The local shop was unable to have it fire by just cocking. I found another party (gun smith) that will check it out. He mentioned they are a kind of luck on the draw of getting a decent one.

Have enjoyed it so far other then premature fire by simply cocking.

The hammer is left drawn back on releasing last round, but likely something else going on here. 

Trigger pull isn't strong, tho yet to measure feels like well under 5 lb pull. 

Till figured out local shop suggested to leave safety on


----------



## Steve M1911A1 (Feb 6, 2008)

"Releasing the last round" is confusing.
Do you mean that after pulling the gun's trigger and thus firing the last round, the hammer returns to full-cock all by itself?

Normally, in any lever gun, when you have ejected the last fired cartridge, the movement of the bolt which accomplished ejection will have cocked the hammer.

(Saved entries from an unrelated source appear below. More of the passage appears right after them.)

PR #214, opened 2022-01-14
Eudora-fix

horrible-little-slime:


Rinn (approved):

Rinn (changes requested):
Actually maybe let's go with the enum stuff we talked about in chat.

Rinn (approved):

PR #49, opened 2016-12-31
[WIP] Flow types

clarkbw:
I'll be adding more to this soon, but wanted to get the initial layout up here.


packages/devtools-client-adapters/src/firefox/commands.js
```diff
@@ -71,38 +98,39 @@ function onNewBreakpoint(location, res) {
...
-  });
+    actualLocation
+  };
 }
 
-function removeBreakpoint(breakpointId) {
+function removeBreakpoint(breakpointId: BreakpointId) {
   const bpClient = bpClients[breakpointId];
-  bpClients[breakpointId] = null;
+  delete bpClients[breakpointId];
```
clarkbw: flow did not like setting this to null so I changed to delete, we should really move to using a `Set` here though.

packages/devtools-client-adapters/src/firefox/commands.js
```diff
@@ -71,38 +98,39 @@ function onNewBreakpoint(location, res) {
...
 }
 
-function evaluate(script, { frameId }) {
-  const params = frameId ? { frameActor: frameId } : {};
-  const deferred = defer();
-
-  tabTarget.activeConsole.evaluateJS(script, (result) => {
-    deferred.resolve(result);
-  }, params);
+type EvaluateParam = {
```
clarkbw: I wasn't sure what this object really was so I just gave it this, but we should fill this in later.

packages/devtools-client-adapters/src/firefox/commands.js
```diff
@@ -113,46 +141,46 @@ function debuggeeCommand(script) {
   return Promise.resolve();
 }
 
-function navigate(url) {
+function navigate(url: string): Promise<*> {
```
clarkbw: In the fx/types I created a `URL` type that was `export type URL = string` and I might try doing that here just because it looks better.  Not sure its really worth the effort.

packages/devtools-client-adapters/src/firefox/types.js
```diff
@@ -0,0 +1,285 @@
...
+ * @memberof firefox
+ * @static
+ */
+export type ThreadClient = {
+  resume: (Function) => Promise<*>,
+  stepIn: (Function) => Promise<*>,
+  stepOver: (Function) => Promise<*>,
+  stepOut: (Function) => Promise<*>,
+  breakOnNext: () => Promise<*>,
+  // FIXME: unclear if SourceId or ActorId here
```
clarkbw: These are both just strings, so it doesn't really matter too much.

packages/devtools-client-adapters/src/firefox/types.js
```diff
@@ -0,0 +1,285 @@
...
+  source: ({ actor: SourceId }) => SourceClient,
+  pauseGrip: (Grip|Function) => ObjectClient,
+  pauseOnExceptions: (boolean, boolean) => Promise<*>,
+  interrupt: () => Promise<*>,
+  eventListeners: () => Promise<*>,
+  getFrames: (number, number) => FramesResponse
```
clarkbw: In general I tried to stick to a `$XPacket` for information coming in as a notification or in response to a request.  And then `$XResponse` for the return value of a function call.

packages/devtools-client-adapters/src/types.js
```diff
@@ -0,0 +1,162 @@
...
+  condition: ?string,
+};
+
+/**
+ * Breakpoint Result is the return from an add/modify Breakpoint request
+ *
+ * @memberof types
+ * @static
+ */
+export type BreakpointResult = {
```
clarkbw: This is fairly Firefox specific, but also seems to be used in other places so I kept it here for now.  I wanted to have these types become much more of a general case, losing the term `actor` and moving toward `id` to bring Chrome and Firefox together; but that should be done when working on the Chrome side of things.

packages/devtools-client-adapters/src/types.js
```diff
@@ -0,0 +1,162 @@
...
+  sourceMapURL?: string
+};
+
+/**
+ * Frame ID
+ *
+ * @memberof types
+ * @static
+ */
+export type FrameId = string;
```
clarkbw: I pulled out a lot of these `id` types because we use them to reference things later so it felt better to have a specific identifier for each object so we could type the calls that look like `get(FrameId)`.

packages/devtools-client-adapters/src/types.js
```diff
@@ -0,0 +1,162 @@
...
+/**
+ * Why is the Debugger Paused?
+ * This is the generic state handling the reason the debugger is paused.
+ * Reasons are usually related to "breakpoint" or "debuggerStatement"
+ * and should eventually be specified here as an enum.  For now we will
+ * just offer it as a string.
+ * @memberof types
+ * @static
+ */
+export type WhyPaused = {
```
clarkbw: These kinds of types will help us get to a more generic version of a feature like this.

jasonLaster:
@clarkbw just approved the PR with some small tweaks of my own. Feel free to change any of my tweaks or merge whenever you want.

I'll get circle running tomorrow so that we don't regress on flow, or the other linters.

PR #50, opened 2017-01-02
Adds firefox and chrome drivers

jasonLaster:
This adds the firefox and chrome drivers

goals:
* new contributors can run `yarn run firefox`
* launchpad will be able to have a button `launch firefox`


packages/devtools-launchpad/bin/chrome-driver.js
```diff
@@ -0,0 +1,24 @@
+#!/usr/bin/env node
+
+const spawn = require('child_process').spawn;
+
+const chromeBinary = "/Applications/Google\ Chrome.app/Contents/MacOS/Google\ Chrome"
```
wldcordeiro: This seems to be a OS X specific solution. Is there a way this can be done in `local.config` or overridden there?

jasonLaster: nope - we should fix this separately. In fact, if you could fix it as I think you have linux that would be awesome

PR #54, opened 2017-01-04
close connection with beforeunload handler

clarkbw:
This should fix https://github.com/devtools-html/debugger.html/issues/502


packages/devtools-client-adapters/src/chrome.js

Try this (with an _empty_ gun): Lever the bolt opened and then closed. Set the safety (wherever it is). Now, pull the trigger, hard. (_The hammer should not drop._) Now, without touching anything else, push the safety off. (_The hammer should not drop._) In either case, does the hammer drop?

When you thumb-cock the gun, is any part of any finger on the trigger? Is any part of either hand pressing, particularly upwards, on the lever?
There is supposed to be a gimmick within the mechanism that prevents the trigger from dropping the hammer, unless the lever is being held fully closed. That gimmick may be malfunctioning, perhaps such that closing the lever drops the hammer.
Try this (with an _empty_ gun): Safety off. Operate the lever forward and back, but not strongly or violently. When the lever is almost back in place, jam it home, hard, without touching the trigger with any part of your hand. Does the hammer drop?


----------